# Big Rock Maine 2-11-15



## deadheadskier (Feb 11, 2015)

I had heard from another forum member earlier in the season that Big Rock is a nice little hill.  Then a couple of weeks ago I see Loafskier's Trip Report and my interest was further peaked.   I actually had to cancel business in Boston this week and head to Northern Maine because of weather.  How often does that happen?   So, I decided to pack my skis.  I got lucky and my afternoon appointment in Presque Isle was cancelled.  So after I finished up my appointment in Fort Kent at 1PM, I made a beeline for Mars Hill.


It goes without saying, but Northern Maine is a big ass place.  Mars Hill is a solid 150 miles North of Bangor and 75 miles South of Fort Kent.  I covered all that plus a side stop in Millinocket.  There's a whole lot of nothing up there, except for some amazing views when you get breaks in the giant paper company forests.

Mount Katahdin:







I pulled up to Big Rock shortly before 3.  They operate from 3-8 on Wednesday and lift tickets are only $5!!






Booted up in the Lodge next to their quaint little Bar






View of the old school lodge from the Chair






Mountain faces completely West, which makes it a great place to ski in the afternoon with views probably 75 miles to the West all the way to Katahdin.


----------



## deadheadskier (Feb 11, 2015)

The mountain essentially consists of about 5 wide boulevard trails, a couple not quite as wide and then several old school trails that are only a groomer's width wide.  It's basically a combination of Mount Abram's pitch with Black NH's character of all the narrow trails.   

Hooch would be one of those narrow trails.  While it would be cool ungroomed, the cord here was butter






Steepest trail on the mountain is probably this old lift line.  Not sure what I'd compare it to?  Maybe like Misery Whip at Sugarloaf though twice as wide.  About that pitch.  Skied okay.  The snow was skied in, dense and "styrofoamy" if that makes sense.  A lot of work to release your skis in.






So, the best snow was on the perfectly groomed main trails and the trees while the sun held out.   Here are some trees off of Hooch






I found one SWEET untracked line other than the deer that had been down it before me.  Top of the boot level pow in this shot and other untracked areas of the trees. 






Nice skiing the trees at Sunset


----------



## deadheadskier (Feb 11, 2015)

Lots of soft chopped up pow on the sides of most trails 






Ski area lights clicking on as the Sun sets






Last run I made was under the lights shortly after sunset. 






I ducked in from the cold at this point and received an untimely work related call.  I'm not much of a night skier, so it was a good time for me to call it a night given I had well over two hours to drive back to my hotel in Bangor and was pretty beat having put in over 300 miles on the road already.  I got about 10 runs and got to see a fair amount of the place given it was an afternoon session with light limited after 4:30.

Overall, I loved the place.  I may never ski there again.  Like I said, it's 150 miles past Bangor.  But, it's definitely a sweet little hill right there with Mt.

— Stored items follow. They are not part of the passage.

PR #1621, opened 2020-10-08
feat(node): include halving and block reward in the consensus constants

lrubiorod:


validations/src/validations.rs
```diff
@@ -2090,11 +2099,11 @@ pub fn block_reward(epoch: Epoch) -> u64 {
...
 
 /// Calculate the total amount of wits that will be rewarded to miners.
-pub fn total_block_reward() -> u64 {
+pub fn total_block_reward(initial_block_reward: u64, halving_period: u32) -> u64 {
     let mut total_reward = 0;
-    let mut base_reward = INITIAL_BLOCK_REWARD;
+    let mut base_reward = initial_block_reward;
     while base_reward != 0 {
-        total_reward += base_reward * u64::from(HALVING_PERIOD);
+        total_reward += base_reward * u64::from(halving_period);
```
tmpolaczyk, line 2106: We should make sure that this function panics on overflow, just to be safe.
```suggestion
        total_reward = total_reward.checked_add(base_reward.checked_mul(u64::from(halving_period)).expect("overflow")).expect("overflow");
```

validations/src/validations.rs
```diff
@@ -2430,20 +2442,25 @@ mod tests {
...
-        assert_eq!(block_reward(3_500_000), (62.5 * wit as f64).floor() as u64);
-        assert_eq!(block_reward(1_750_000 * 36), 3);
-        assert_eq!(block_reward(1_750_000 * 37), 1);
-        assert_eq!(block_reward(1_750_000 * 38), 0);
-        assert_eq!(block_reward(1_750_000 * 63), 0);
-        assert_eq!(block_reward(1_750_000 * 64), 0);
-        assert_eq!(block_reward(1_750_000 * 65), 0);
-        assert_eq!(block_reward(1_750_000 * 100), 0);
+        let ibr = INITIAL_BLOCK_REWARD;
+        let hp = HALVING_PERIOD;
```
tmpolaczyk, line 2446: You can use a closure to avoid passing the same arguments all the time:

```suggestion
        let reward = |epoch| block_reward(epoch, INITIAL_BLOCK_REWARD, HALVING_PERIOD);
```

config/src/defaults.rs
```diff
@@ -127,6 +127,18 @@ pub trait Defaults {
...
+    /// Default initial block reward
+    fn consensus_constants_initial_block_reward(&self) -> u64 {
+        // 250 wits
+        250 * 1_000_000_000
+    }
+
+    /// Default halving period
+    fn consensus_constants_halving_period(&self) -> u32 {
+        // 3.5M epochs * (45 secs/epoch) ~> 5 years
+        3_500_000
```
tmpolaczyk, line 139: This will be the first timestamp with halved reward:

1760166000 // 3500000 * 45 + 1602666000
10/11/2025 @ 7:00am (UTC)

tmpolaczyk (approved):

PR #1623, opened 2020-10-09
feat(config): update mainnet consensus constants

lrubiorod:
Respect to initial difficulty, due to after initial difficulty period, it will return to the calculate difficulty and the activity period is 2000, use a initial difficulty bigger than this number only delays a possible scale problem. If we can not manage a really big quantity of nodes, it is better to crash at the beginning instead of 25 hours later, when some miners have block rewards


drcpu-github:
I'm probably missing something but why does it make sense to increase the period with a fixed initial difficulty? The longer that period, the more likely it becomes that the number of active nodes is significantly bigger than the difficulty and would that not lead to more scaling problems (or chain splits if there are way too many blocks proposed)?

tmpolaczyk:
@drcpu-github when the initial difficulty period finishes, the mining difficulty will depend on the size of the ARS. The problem is that during the first blocks the only way to enter into the ARS is to mine a block, because there is no collateral for data requests. So when the difficulty period ends, there will be at most as many identities as unique miners.

There were proposals to count the candidate blocks and use them to update the difficulty, but it was too complex and we decided to just add the initial_difficulty option to fix the bootstrapping.

drcpu-github:
Sure, I know those mechanics, but I'm talking about whether lenghtening this initial difficulty period does not cause problems in itself too:

A couple of testnets ago, there was a problem with not having an initial difficulty (or it was too low?). Way too many blocks were being proposed and the network basically split and crashed. If you lengthen the initial difficulty period, the odds increase that more nodes come online causing this initial difficulty to be too low and introducing the same problem again, no?

However, let me see if I understand you correctly. If the initial difficulty period is too short, the ARS will be too small and difficulty will drop too much, basically leading to the same problem, correct? If both of these things are true, then it is just a difficult balancing problem, I guess.

By the way, I thought the difficulty algorithm was decoupled from simply being equal to the ARS size starting at testnet 0.9.3?

lrubiorod:
There are two difficults, a initial difficulty fixed to avoid what happened in one of the testnets, and another dynamic related to the ARS size. We use the initial difficulty to keep safe the network until the ARS lenght would be big enough to ensure a proper difficulty. As @tmpolaczyk says, in a environment without data requests, the only active identities comes from miners, and the activty_period is 2000, so it would be the maximum number for the ARS.

So putting a difficulty bigger than this number only delays the problem in case it would exist. Because after the initial_diffcult_period, it would be reduced to 2000 (technicaly 2000/7, but it is another story :P)

witnet.toml
```diff
@@ -10,40 +10,40 @@ public_addr = "0.0.0.0:21337"
...
+        "167.86.112.22:21337",
         "167.86.112.23:21337",
-        "167.172.196.106:21337",
-        "172.104.233.132:21337",
-        "172.105.68.149:21337",
-        "173.212.245.133:21337",
-        "178.62.85.63:21337",
+        "167.99.154.252:21337",
+        "173.249.3.178:21337",
+        "173.249.8.65:213377",
```
drcpu-github, line 37: This is a typo. :)

Also, that VPS will run the superblock bootstrap committee node, not sure if you want to have it do both since I have seen nodes crash because of too many incoming connections.

lrubiorod: Thanks!! I would recommend you to run the superblock bootstrap committee node in a machine that you know is not going to crash, for example in a machine with no inbounds, and respect to that IP, if you detect problems with inbound connection you can add an inbound_limit in the witnet.toml file

aesedepece:
`5f5f5f2f6f726967696e616c2f3030312f3738392f3432382f6130312e676966`

aesedepece (approved):

girazoki (approved):

config/src/defaults.rs
```diff
@@ -145,16 +145,15 @@ pub trait Defaults {
 
     /// Default Hash value for the auxiliary bootstrap block
     fn consensus_constants_bootstrap_hash(&self) -> Hash {
-        // FIXME(#1615) Decide an appropriate default value for Mainnet
-        "00000000000000000000000000000000000000007769746e65742d302e392e33"
+        // Brrr
```
mariocao, line 148: :rofl:

aesedepece (approved):
# EPIC

mariocao (approved):
```
______                       _ 
| ___ \                     | |
| |_/ / ___   ___  _ __ ___ | |
| ___ \/ _ \ / _ \| '_ ` _ \| |
| |_/ / (_) | (_) | | | | | |_|
\____/ \___/ \___/|_| |_| |_(_)
```

PR #1627, opened 2020-10-12
feat(wallet): add support for generating addresses by transaction outputs

mariocao:
Add support for generating addresses by transaction outputs (instead of just transactions).

Before, the synchronization address generation batch only applied to single transactions and not to all outputs, i.e. a transactions with 1000 outputs could never work with the previous implementation.

Now, if a single transaction has several outputs and their index difference does not exceed the `sync_address_batch_length`, the current implementation will allow a successful synchronization.

### DIFF
--- a/wallet/src/repository/wallet/mod.rs
+++ b/wallet/src/repository/wallet/mod.rs
@@ -1291,6 +1291,7 @@ where
         Ok(None)
     }
 
+    // Returns the account mutation in terms of changes to the UTXO set and balance
     fn _get_account_mutation(
         &self,
         state: &State,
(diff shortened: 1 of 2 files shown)


wallet/src/repository/wallet/mod.rs
```diff
@@ -1353,10 +1368,6 @@ where
                         );
                     }
                 }
-            } else if state.transient_external_addresses.contains_key(&output.pkh) {
-                own_outputs.insert(output.pkh, model::OutputType::External);
-            } else if state.transient_internal_addresses.contains_key(&output.pkh) {
-                own_outputs.insert(output.pkh, model::OutputType::Internal);
```
tmpolaczyk, line 1359: Is this not needed anymore?

wallet/src/repository/wallet/mod.rs
```diff
@@ -1292,6 +1252,79 @@ where
...
 
+    // During wallet synchronization, generate external and internal addresses
+    // if transaction outputs are pointing to transient addresses
+    fn _sync_address_generation(
+        &self,
+        state: &mut State,
+        outputs: &[types::VttOutput],
+    ) -> Result<()> {
+        loop {
+            let (new_external_index, new_internal_index) = outputs.iter().fold(
```
tmpolaczyk, line 1263: Is it possible to move the fold outside of the loop, or would that break everything?

wallet/src/repository/wallet/mod.rs
mariocao: Nope, because the external and internal addresses are generated (as normal ones) before getting there.

wallet/src/repository/wallet/mod.rs
mariocao: I think yes. For sure, there is a better way to do that address generation, but we valued simplicity over performance (giving the fact the little time we have).

tmpolaczyk (approved):

PR #1638, opened 2020-10-15
feat(wallet): add getInternal addresses in jsonrpc

### LINKED ISSUE #1634: [Wallet] Add JsonRPC method to retrieve internal addresses
Currently, the `get_addresses` method only returns only the external addresses.

A possible implementation might be to include an optional field called `external` to that method.

girazoki:
Closes #1634

### DIFF
--- a/wallet/src/actors/worker/handlers/get_addresses.rs
+++ b/wallet/src/actors/worker/handlers/get_addresses.rs
@@ -9,6 +9,8 @@ pub struct GetAddresses(
     pub u32,
     /// Limit
     pub u32,
+    /// External
+    pub bool,
 );
 
 impl Message for GetAddresses {
@@ -20,9 +22,9 @@ impl Handler<GetAddresses> for worker::Worker {
 
     fn handle(
         &mut self,
-        GetAddresses(wallet, offset, limit): GetAddresses,
+        GetAddresses(wallet, offset, limit, external): GetAddresses,
         _ctx: &mut Self::Context,
     ) -> Self::Result {
-        self.addresses(&wallet, offset, limit)
+        self.addresses(&wallet, offset, limit, external)
     }
 }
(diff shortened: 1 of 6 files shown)


wallet/src/actors/worker/handlers/get_addresses.rs
```diff
@@ -9,6 +9,8 @@ pub struct GetAddresses(
     pub u32,
     /// Limit
     pub u32,
+    /// External
+    pub bool,
```
tmpolaczyk, line 13: Refactor this into a struct with name fields please

```suggestion
    /// External
    pub external: bool,
```

mariocao: Yep, that's a known a easy refactor! :)

wallet/src/repository/wallet/mod.rs
```diff
@@ -373,7 +373,34 @@ where
...
+        for index in range.rev() {
+            let address = self.get_address(account, keychain, index)?;
+            addresses.push((*address).clone());
+        }
+
+        Ok(model::Addresses { addresses, total })
+    }
+
+    /// Return a list of the generated internal addresses that.
+    pub fn internal_addresses(&self, offset: u32, limit: u32) -> Result<model::Addresses> {
```
mariocao, line 391: I think this function can be refactored together with `external_addresses`.

Maybe creating a generic non-public `addresses` function with the `limit`, `offset` and `keychain` as argument.

mariocao (changes requested):

wallet/src/actors/worker/handlers/get_addresses.rs
girazoki: this is a common issue with all handlers. I would change them all in the same issue, not on this one obviously

tmpolaczyk (approved):

mariocao (approved):

PR #1639, opened 2020-10-15
fix(wallet): create wallet twice should return an error

mariocao:
If a user tries to create twice a wallet with the same seed phrase, the wallet will return a `409 Conflict` error message.

### DIFF
--- a/wallet/src/actors/worker/methods.rs
+++ b/wallet/src/actors/worker/methods.rs
@@ -78,6 +78,16 @@ impl Worker {
             self.params.id_hash_iterations,
         );
 
+        // If wallet ID already exists, return Err
+        if self
+            .wallets
+            .infos()?
+            .into_iter()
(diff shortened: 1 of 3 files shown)


wallet/src/actors/worker/methods.rs
```diff
@@ -78,6 +78,16 @@ impl Worker {
...
 
+        // If wallet ID already exists, return Err
+        if self
+            .wallets
+            .infos()?
+            .into_iter()
+            .any(|wallet| wallet.id == id)
+        {
+            return Err(Error::WalletAlreadyExists(id));
+        };
```
tmpolaczyk, line 89: We can also check if a wallet with this id already exists by looking if the database contains some key. But since we already keep the wallet ids in memory, and we don't expect to have thousands of wallets, iterating is fine.

tmpolaczyk (approved):

PR #133, opened 2017-10-13
Feature/report/issue128 added class masters report

jrtaylor-com:


Hunteil:
Looks to be working. Also may want to update noun to be Paragon to match existing RoP (sorry, I know, it's annoying).

Hunteil:
Anyway to add a column for last attendance date? That way those aspiring for Paragon, can look at who is active.

PR #212, opened 2019-04-14
Issue 211 event date_start and add to player attendance

### LINKED ISSUE #211: Event date_start not honoured
If you run the following query the result should not include any events prior to 2018 but it does.  I believe the date string needs to be encased in quotes in the SQL query.  Will submit a pull request.

`https://amtgard.com/ork/orkservice/Json/index.php?&call=SearchService%2FEvent&kingdom_id=31&date_order=true&date_start=2018-01-01`

If you enclose the **$when** in single quotes (**'$when'**)then the query honours the date.

https://github.com/amtgard/ORK3/blob/master/system/lib/ork3/class.SearchService.php#L164

kenwalker:
Fixes #211 and also added new option for player attendance search for **date_start** so if you were looking for 6 months of attendance you could set date_start and not set limit.

### DIFF
--- a/system/lib/ork3/class.Player.php
+++ b/system/lib/ork3/class.Player.php
@@ -172,9 +172,13 @@ class Player extends Ork3 {
 						left join " . DB_PREFIX . "event e on a.event_id = e.event_id
 							left join " . DB_PREFIX . "park ep on e.park_id = ep.park_id
 							left join " . DB_PREFIX . "kingdom ek on e.kingdom_id = ek.kingdom_id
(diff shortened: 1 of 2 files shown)


kenwalker:
Have found an issue with this during testing.  Will update when I have a solution and what the issue was.

kenwalker:
I was quoting both the **date_start** AND default **$when** statement which did not need quoting.

kenwalker:
@mathus13 found an issue, I've pushed a change for it in latest commit

Issue #29, opened 2014-06-09
[Player] Waiver lost during creation


jrtaylor-com:
Old Ref: B73

Waiver information does not stick during player creation

PR #217, opened 2019-05-07
Waiver is always marked false

kenwalker:
Closes amtgard/ORK3#29 

Code checked if there was a waiver and an image and if not, set it to zero. But could be waivered AND no image.  In that case, set to 1.

Moved the code that set depending on **Waivered** being set to the last **else**


kenwalker:
Actually, could move that setter back up and just remove that last else case.  At least that what I dreamed last night 😢 ORK dreams now.  I'll fix this up tonight.

kenwalker:
Ok, fixed it up.

Issue #218, opened 2019-05-09
Cannot revoke dues or add dues via player update


kenwalker:
There's currently no way to revoke dues or add new dues in the Player API.

kenwalker:
Also noticed that Waivered was not honored and always set to false when using the API.

PR #219, opened 2019-05-09
Cannot revoke or add dues via player update

kenwalker:
Closes amtgard/ORK3#218

Add module load function, and load Treasury to revoke dues, returning the result

### DIFF
--- a/system/lib/ork3/class.Player.php
+++ b/system/lib/ork3/class.Player.php
@@ -605,10 +605,27 @@ class Player extends Ork3 {
 		}
 	}
 
+	public function load_model( $name )
+	{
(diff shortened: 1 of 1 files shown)


kenwalker:
This is required for my edit player page in my mobile application.

kenwalker:
I'm updating this PR to include adding dues. Will comment when done.

kenwalker:
Ok, I've added both in and the app currently works to revoke or add dues.

kenwalker:
Waivered in PlayerUpdate was checking for true, the _CreatePlayer_ path looks for 1 or 0.  Updated to honor that in player update

See **https://github.com/amtgard/ORK3/blob/master/system/lib/ork3/class.Player.php#L394**

PR #238, opened 2019-11-28
235 misplaced single quote in query

### LINKED ISSUE #235: Kingdom configuration for awards broken
Kingdom configuration is currently not allow for new or existing awards to be added. The drop down box is empty instead of containing all of the available awards and custom award type that should be there.

This was broken around the time that awards and positions were separated into different sections for the player view.

2019-09-10 16_26_14-ORK 3_ Editkingdom

kenwalker:
It looks like this fixes #235.  Maybe this worked before and new PHP? I'm not sure. Please can someone else pull and test before merging.
After change


kenwalker:
@esdraelon This I think should fix #235 (or does for my install)

PR #240, opened 2020-01-21
Add MundaneId as parameter to Guilds API

### LINKED ISSUE #239: Would like a MundaneId search for the Guilds report function
Currently the public _Guilds()_ function in Reports can take a KingdomId or a ParkId.  I'd like to add a MundaneId because I've had a request to show a player's eligible Guilds on the main player page within mORK without having to return the whole results for the players park and then filter on the client. This can save a lot of data going over the wire and mORK is a mobile app usually using cell data.

kenwalker:
Fixes #239


kenwalker:
So I can add the following to mORK 

image

Issue #255, opened 2020-07-03
Reverse order of heraldry & image


jkat718:
With the current order, the heraldry comes first and is therefore what is used in web previews (like on Facebook). Since, anecdotally, more people have images set than heraldry, this mean most ORK page profiles just have the placeholder image in their previews. By reversing the order, the more commonly-used field is on top and more accessible *and* would be used for previews.

jrtaylor-com:
This request doesn't actually require the template be "reordered". We just need to add an og meta tag in the header. EX: `<meta property="og:image" content="http://euro-travel-example.com/thumbnail.jpg">`
I dont think we are passing player info in the header at the moment, but I'll take a look

jrtaylor-com:
In the interim I've created the above PR that sets the ogimage meta tag to use the ORK's logo. This is a quick compromise for a better social media linking experience. At some point we can see about passing more data to the header that could be use logic to display either the headshot or the heraldry if they exist. At that point we could also update the title to be more descriptive which would help what your request is going for.

PR #258, opened 2021-04-12
Added ogimage meta tag that uses the ORK logo

jrtaylor-com:
Use the ORK logo rather than having social media automatically pull the first image which is likely an empty heraldry placeholder image.


kenwalker:
This seems ok for the use case. Overall I agree with the comments in #255 though.

PR #261, opened 2021-04-13
Issue237 resident date field

jrtaylor-com:
This PR requires a db-migration for the production DB. It is already in place on the DEV DB

### DIFF
--- a/system/lib/ork3/class.Player.php
+++ b/system/lib/ork3/class.Player.php
@@ -476,6 +476,7 @@ class Player extends Ork3 {
 				$this->mundane->active = $request['IsActive'];
 				$this->mundane->password_expires = date("Y-m-d H:i:s", time() + 60 * 60 * 24 * 365);
 				$this->mundane->password_salt = md5(rand().microtime());
+				$this->mundane->park_member_since = date('Y-m-d');
 				$this->mundane->save();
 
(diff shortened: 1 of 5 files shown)


system/lib/ork3/class.Player.php
```diff
@@ -215,8 +215,10 @@ public function GetPlayer($request) {
 					'HasImage' => $this->mundane->has_image,
 					'Image' => HTTP_PLAYER_IMAGE . sprintf('%06d.jpg', $this->mundane->mundane_id),
 					'PenaltyBox' => $this->mundane->penalty_box,
-          'Active' => $this->mundane->active,
-          'PasswordExpires' => $this->mundane->password_expires
+					'Active' => $this->mundane->active,
+					'PasswordExpires' => $this->mundane->password_expires,
+					//'ParkMemberSince' => date('d/m/Y', strtotime($this->mundane->park_member_since))
```
kenwalker, line 220: Can remove the commented out code?

kenwalker:
I tested this out locally, I also updated my local JSORK code to be able to show and update the value and I tried bogus values which did not fail but resulted in a date of "0000-00-00".  I tried transfers and they correctly set the date.
I tried a new player and it did not correctly set the date so I pushed a change which should fix this. Please have a look at that.

kenwalker:
I'm a bit worried that this field is blank for all players. I'm not sure of the right date we could set for it, certainly any player that took credits anywhere else? The first credit they took at their current park?

PR #262, opened 2021-04-13
Issue253 dropdown missing custom awards

jrtaylor-com:
Updated SQL and moved OfficerRole check to return array logic so that kingdom custom awards could be fetched. Fixed Award/Title bug stacking in Player award view


kenwalker:
While the "Order of the Roach" now shows up in the Dessert Winds dropdown, I can't seem to add it to a player as an award. I'm booted back to the login page. I'm using my Ork Admin account so should not be a privilege issue?

PR #263, opened 2021-04-13
Issue233 player image browser cache bust

jrtaylor-com:
Added a browser cache bust string that uses the record modified date for the player.


kenwalker:
This seems good

PR #264, opened 2021-04-13
Issue190 update failed login message

jrtaylor-com:


kenwalker:
If you try to login with an incorrect password with a username where the password has NOT expired you still get the same message. I'm not sure this current solution is any better?

PR #265, opened 2021-04-13
Issue192 rename player notes

jrtaylor-com:


kenwalker:
This looks good, extra changes with the ork site rename? Those look good too.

Abram and Black NH as classic old school New England areas.   I'm sure the locals are psyched to have it their backyard.


----------



## ALLSKIING (Feb 11, 2015)

You cant go any more north east then this place! Nice report.


----------



## bdfreetuna (Feb 12, 2015)

Nice one. Very informative


----------



## LoafSkier19 (Feb 12, 2015)

Awesome! Glad you got the chance to ski there!


----------



## LoafSkier19 (Feb 12, 2015)

And you can't beat the price of "Wicked Cheap Wednesdays". Believe it or not it actually used to be free up until last year!


----------



## Savemeasammy (Feb 12, 2015)

Looks like a pretty cool little place.   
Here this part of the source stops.